Did some quick tests selecting 25 random records against a ~700,000 record non-versioned feature class in Oracle. Of the three different approaches I mentioned above (random.sample, reservoir sampling, and SQL sample), random.sample was the quickest taking about 4.5 seconds on average to make a feature layer. SQL sample took about 1.4x longer than random.sample while reservoir sampling took 5.1x longer.
It seems the overhead of calling random over N items becomes quite impactful with hundreds of thousands of records, and that impact will only grow as N grows. Also, the memory impact from fully populating an OID list was quite a bit smaller than I anticipated. The reservoir sampling code above is quite simple and isn't distributed, which I have seen some high-performing distributed reservoir sampling code, but it still demonstrates the trade-offs of different approaches.
The SQL sampling performed fairly well, a bit better than I expected. Given it wasn't that much slower than random.sampling, it seems a more efficient piece of SQL might make the approach more competitive. It would be interesting to see an SQL Server comparison, but that will have to wait for another day.
Wow, thanks everyone for your responses! So far I've only had a chance to try Ted's code. Ted, for some reason, it didn't work, but after seeing what you did, which made a lot of sense to me (my background is also in VB), I simply replaced this line from the original code:
numValues = int(round(totpnts * float(inpct) / 100.0))
with this:
numValues = int(inpct)
Which seems to work.
Thanks everyone else for your scripts, too; going through each of them, figuring out what you've done, and then tinkering with them will be very helpful as I try to familiarize myself with Python. Much appreciated!
-Jason
I just gave an approach based upon your code to get you unstuck.... I figured the experts would provide the "best practice" alternatives, which greatly helps coding development providing you understand the solution. I did enjoy the finesse displayed at the numerous ways the problem was attacked. You hit upon my gripe with python -- does not work consistently between machines.

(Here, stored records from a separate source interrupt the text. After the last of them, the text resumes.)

PR #7549, opened 2020-03-12
CB-5956: enable cdh images with extra parcels

tiborpopovics:


keyki:
Branch should be 2.19

PR #7564, opened 2020-03-12
CB-6066 - Remove WebAppSec cors.enabled from topology.xml.j2

risdenk:
This removes cors.enabled=true from the topology.xml. I am working on testing this on some real clusters.


keyki:
Shall we wait for @yhemanth to comment on the JIRA?

risdenk:
Hemanth confirmed should be ok on jira.

PR #7566, opened 2020-03-12
CB-5582 Differentiate environment related credential API

horadla23:


horadla23:
We need to separate (independent) credential API and environment related credential API because we need to do different authorization on them. API paths will not change.

horadla23:
We discussed with @lnardai  that separating credential authorization into credential based and environment based authorization can cause anomalies, so I close this for now.

PR #7568, opened 2020-03-12
CB-5921 Make CM setup restartable

daszabo:


cluster-cm/src/main/java/com/sequenceiq/cloudbreak/cm/ClouderaManagerSecurityService.java
```diff
@@ -128,36 +130,61 @@ public void disableSecurity() {
...
+            throw new ClusterClientInitException(e);
+        } catch (ApiException e) {
+            if (org.springframework.http.HttpStatus.UNAUTHORIZED.value() == e.getCode()) {
+                LOGGER.debug("Cloudera Manager already running, old admin user's password has been changed.");
+                Cluster cluster = stack.getCluster();
+                String user = cluster.getCloudbreakAmbariUser();
+                String password = cluster.getCloudbreakAmbariPassword();
+                return clouderaManagerApiClientProvider.getClient(stack.getGatewayPort(), user, password, clientConfig);
+            }
+            LOGGER.debug("Cloudera Manager is not running.");
```
keyki: This log should include the exception stacktrace.

cluster-cm/src/main/java/com/sequenceiq/cloudbreak/cm/ClouderaManagerSetupService.java
```diff
@@ -160,6 +156,30 @@ public void waitForServer() throws CloudbreakException, ClusterClientInitExcepti
         }
     }
 
+    private ApiClient createApiClient() throws ClusterClientInitException {
```
keyki: There are 2 methods that look the same with minor changes. I'm not sure if this can be moved to some common place or worth generalizing it. It's up to you, just wanted to make a note of it.

daszabo: Their behaviour is quite different. I cannot really come up with a common method for them.

PR #7572, opened 2020-03-12
CB-5245. Add account telemetry settings

oleewere:
Adding new account level telemetry settings:
- some global feature options: log collection + workload analytics (these can be overridden by environment level inputs) - defaults are false
- anonymiziation rules that are used for log collection (defined only on account level) - if nothing is attached to the account - use default ones (email,card numbers - same patterns as in CM)
- removed altus anonymization service and replace with this account level telemetry settings
- adding endpoints to create/edit account telemetry, and also endpoints for features or rules (standalone)

accounttelemetry - new table
implemented in a similar way as it was done for account tag

TODO/next steps:
- implement pattern testing for anonymiziation rules


doktoric:
overall looks ok but more log would be fine! @oleewere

The code I sent works on mine. I have used other code that works for another person but does not work in my environment. At least with VB it was getting the correct reference then the code worked on any machine. I do not have a lot of confidence stating the code will work for just because it works on my machine. So I enjoy lots of different ways of attacking the problem (give greater chance that one solution will work for me!)